Which lines of the records below contain the word "opened"? Show each one.

Stored items
----------------

PR #181, opened 2016-09-21
Navigation button Regroup

### LINKED ISSUE #493: Export-Import of samples
- I am an ELNer

# Expected Behavior
the file generated by the export of samples can be used as input format to import samples

# Current Behavior
File generated from export cannot be imported directly (selected all info to be exported except "molfile" and "image")

# Failure Information
green message "0 samples were imported successfully" (actually the export/import file contained several samples)

Info: deleted first columns in the exported scheme and then the import worked. Seems to be a bug with columns such as stereo abs/rel, polymer support, and so on...Would be great if someone could check the compatibility of export and import files. It would be great to have information for the user that import files with information on smiles and molfile cannot be imported (the user needs to delete either smiles or molfile).

CamAnNguyen:
- Change 'Generate Report' button icon
- Hide button if it is disabled
- Group Move/Assign, Remove/Delete, Share/Split into Dropdown Button
- Resolves #493


Sergeykot:
does it need to be reviewed/merged?

PR #182, opened 2016-09-22
Fix DeleteAll

### LINKED ISSUE #552: Color code for keys is not consistent
- [ x] I am an ELNer
- [ ] I am a developer
- [ ] I am a system/ELN admin

# Expected Behavior

Function keys like "save", "cancel", "close" on the modules and the ketcher editor should be uniform with respect to their color code

# Current Behavior

On the ketcher structure editor "cancel" is yellow, "create" is blue. However, when creating a new sample "save" is yellow and "cancel" blue.

# Failure Information 

Please help provide information about the failure if this is a bug. If it is not a bug, please remove the rest of this template.

## Steps to Reproduce

1. step 1
2. step 2
3. you get it...

## Context

 - [ x] Chrome Browser 
 - [ ] Firefox Browser
 - ELN version, or branch, or commit

## Failure Logs / Screenshots

image
image

CamAnNguyen:
- Fix a bug when deleting all elements in current collection but accidentaly remove every element in other collection
- Resolves #552

### DIFF
--- a/Gemfile.lock
+++ b/Gemfile.lock
@@ -541,6 +541,3 @@ DEPENDENCIES
   webmock
   whenever
   yaml_db
-
-BUNDLED WITH
-   1.12.5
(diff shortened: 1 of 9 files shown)


Sergeykot:
I think we can merge it as hotfix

----------------

** Solution to the problem **
PR #181, opened 2016-09-21
PR #182, opened 2016-09-22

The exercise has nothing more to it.